# AFP vs. SMB (File name lengths)



## legacyb4 (Oct 7, 2001)

I've got most of my MP3's stored on a Windoze 2000 Server box configured for Mac shares and noticed that when connecting to the MP3 file share, there were a few things different:

1) When using AFP, long file names are truncated, often with some pretty ugly results.

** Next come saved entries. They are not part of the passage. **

PR #2580, opened 2016-12-27
Send network disconnect requests directly to worker engines

wsong:


wsong:
There are two parts to this change:
1. Always send network disconnect requests to their associated container's
engine, rather than a random engine. This is necessary in Swarm mode because
only the engine with the associated container knows about the container-network
connection, rather than pre-Swarm mode where all engines shared cluster state.
2. Don't translate network names to network IDs before forwarding network
disconnect requests. This is necessary because containers created with network
names in their configs don't map these names to network IDs until they get
started for the first time; thus, network disconnect requests will fail for
these containers if you try to specify a network by ID since the container's
engine won't know about the network ID.

These changes are necessary for Swarm to work when Swarm mode is enabled.

dongluochen:
> Always send network disconnect requests to their associated container's
engine, rather than a random engine. 

This was done on purpose to allow disconnect from a live node so a dead engine will not block disconnect. 
https://github.com/docker/swarm/commit/5347098defaf4671205c1f2317d83b0f18b39a59

wsong:
Updated the PR to try a random engine if we can't reach the network's associated engine.

api/handlers.go
```diff
@@ -1021,6 +1008,23 @@ func proxyNetworkDisconnect(c *context, w http.ResponseWriter, r *http.Request)
...
+			if err != nil {
+				log.Warnf("Could not get a random engine: %s", err)
+			}
+			cb = func(resp *http.Response) {
+				// force fresh networks on this engine
+				randomEngine.RefreshNetworks()
+			}
+			err = proxyAsync(randomEngine, w, r, cb)
+			if err != nil {
+				httpError(w, err.Error(), http.StatusNotFound)
```
dongluochen: Let's keep the original HTTP code.
```
```

wsong: Whoops, fixed.

wsong:
Refactored a bit to use the Docker engine API instead of just proxying HTTP requests.

api/handlers.go
```diff
@@ -994,35 +992,35 @@ func proxyNetworkDisconnect(c *context, w http.ResponseWriter, r *http.Request)
...
+	// then try a random engine if we can't connect to that engine. We
+	// try the associated engine first because on 1.12+ clusters, the
+	// network may not be known on all nodes.
+	err := engine.NetworkDisconnect(container, network, disconnect.Force)
 	if err != nil {
+		if cluster.IsConnectionError(err) && disconnect.Force && network.Scope == "global" {
+			log.Warnf("Could not connect to engine %s: %s, trying to disconnect %s from %s on a random engine", engine.Name, err, disconnect.Container, network.Name)
+			randomEngine, err := c.cluster.RANDOMENGINE()
+			if err != nil {
+				log.Warnf("Could not get a random engine: %s", err)
```
dongluochen: You should return error. `randomEngine` is `nil`.

cluster/engine.go
```diff
@@ -1402,3 +1398,23 @@ func (e *Engine) TagImage(IDOrName string, ref string, force bool) error {
 	// refresh image
 	return e.RefreshImages()
 }
+
+// NetworkDisconnect disconnects a container from a network
+func (e *Engine) NetworkDisconnect(container *Container, network *Network, force bool) error {
+	// send rename request
```
dongluochen: incorrect comment

cluster/engine.go
```diff
@@ -430,11 +430,7 @@ func (e *Engine) CheckConnectionErr(err error) {
 	// dockerclient. We need string matching for these cases. Remove the first character to deal with
 	// case sensitive issue.
 	// docker/api returns ErrConnectionFailed error, so we check for that as long as dockerclient exists
-	if err == dockerclient.ErrConnectionRefused ||
-		engineapi.IsErrConnectionFailed(err) ||
-		strings.Contains(err.Error(), "onnection refused") ||
-		strings.Contains(err.Error(), "annot connect to the docker engine endpoint") ||
-		strings.Contains(err.Error(), "annot connect to the Docker daemon") {
+	if IsConnectionError(err) {
```
dongluochen: The comments should be moved to `IsConnectionError()`.

wsong:
Addressed comments.

dongluochen:
LGTM

PR #2584, opened 2016-12-29
Remove dependency on IPv4 addresses

### LINKED ISSUE #2503: Manager fails to find addresses for an IPv6-only swarm
Hi,

I'm trying to setup an IPv6-only swarm based on consul backend. I am using Docker 1.12.1 on Linux Ubuntu.
The backend works fine, consul found the 3 nodes and the master: 

<pre>
$  consul members
 Node           Address                        Status  Type    Build  Protocol
 swarm-master   [2001:db8:7301:51::f090]:8301  alive   server  0.5.0  2
 swarm-node-01  [2001:db8:7301:51::f091]:8301  alive   client  0.5.0  2
 swarm-node-02  [2001:db8:7301:51::f092]:8301  alive   client  0.5.0  2
 swarm-node-03  [2001:db8:7301:51::f093]:8301  alive   client  0.5.0  2
</pre>

On each node, dockerd is run with `--ipv6 --fixed-cidr` options, so that swarm containers can at least connect to the consul backend.

Then I started the swarm nodes by telling them to advertise the FQDN of the node 
`--advertise=node1.fqdn:2375`
The FQDN can be resolved as IPv6 address from the master node without problem, but the swarm manage container gives as debug output:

As these are MP3 files, I prefer to keep the song name intact on the file as well as in the ID3 tags.

However, when using SMB, I get the file names complete and displayed in the new format (truncated in the middle if the file name is too long for the display) which is pretty cool.

2) Of course, when using SMB, I do get the "Icon" file and the Network Trash Folder showing up which do not appear when using AFP.

I don't notice any real performance difference between the two (would there be?) so I think I will stick with SMB instead as I also have access to non Mac-specific shares as well.

Why a Windoze box, you ask? Despite OS X, there are some nice MP3 sharing apps that are Windows-only so it is nice to have one around.

Cheers.


----------



## kilowatt (Oct 7, 2001)

I think your afp probs are within win2k, not your mac. If you connect two macs together, both running Mac OS X 10, you get the full file names. No truncation. I think the prob is that legacy afp servers assume that the Mac is limited to 32 character file names. 

And, btw, ain't it cool how we can just connect to winblows boxes? I think that rocks. Now if only I could print to them...


----------